# Ceramic Coating the Wheels



## Nasiol (Nov 18, 2015)

Drivers who are new to ceramic coating do wonder if the ceramic coating is appropriate for wheel applications. The short answer is ceramic coating will work to protect the wheels as well as the body of your vehicle. Ceramic coating is useful on the surface of your car to protect it against scratching and the build-up of dirt and dust, so what purpose does the ceramic coating serve on the wheels?

The wheels of your vehicle are exposed to dirt and dust more than the body itself. With its proximity to the ground and driving through various types of terrains, wheels can deteriorate if they are not taken care of carefully.
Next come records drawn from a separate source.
PR #574, opened 2020-11-18
[edxapp] Set "Referer" header with "Origin" header when empty and release fix

sampaccoud:
## Fixed

- Set Referer header with Origin header when empty in edxapp's lms nginx


apps/edxapp/templates/services/nginx/configs/lms.conf.j2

Exposure to dust is one of the significant challenges facing the wheels. More than the exposure of dust that surrounds us from dirt and sand, the dust from the brakes can cause a considerable problem to the wheels. Brake dust can be annoying and do bring an unattractive look to the wheels. If you currently see a significant amount of brake dust build-up on your wheels, have your brakes checked out soon so that there are no additional unseen issues with them.

Aside from the brake dust, water, snow, road salt, and icy conditions can significantly decrease the lifespan of your wheels. If you live in an area where the winters are rough and a lot of salt usage happening to clear out the snow, then you can bet on that the salt as corrosive as it is, can indeed damage your wheels over time.

There are a variety of nano ceramic coating products available today, and most of them applied by using an applicator pad. Nasiol's MetalCoat F2 uses a super simple spray-on method, which consists of spraying and wiping the solution.

*How to Apply Ceramic Coating to Wheels?*

It may cost extra; however, recommended to have the ceramic coating application to be done by a professional. Remember, you need to remove the wheels for this process to be a success. Unless you have enough space and experience to remove the wheels at home, going to a professional would be ideal.

*If you choose to this process at home, here are the steps to follow.*

After removing the wheels, wash your wheels thoroughly to clear any dirt, brake dust, and any other contaminates. Dry them with microfiber towels. If you have access to an air compressor, remember to use that as well on the hard to reach areas of the wheels, but remember to remove any excess pooling of water out of the wheels before applying the ceramic coating. Remember that nanocoating applied on both sides of the wheel, so please clean and dry both sides.

Once the coating application process completed, make sure to keep the wheels dry for a minimum of 24hrs.


----------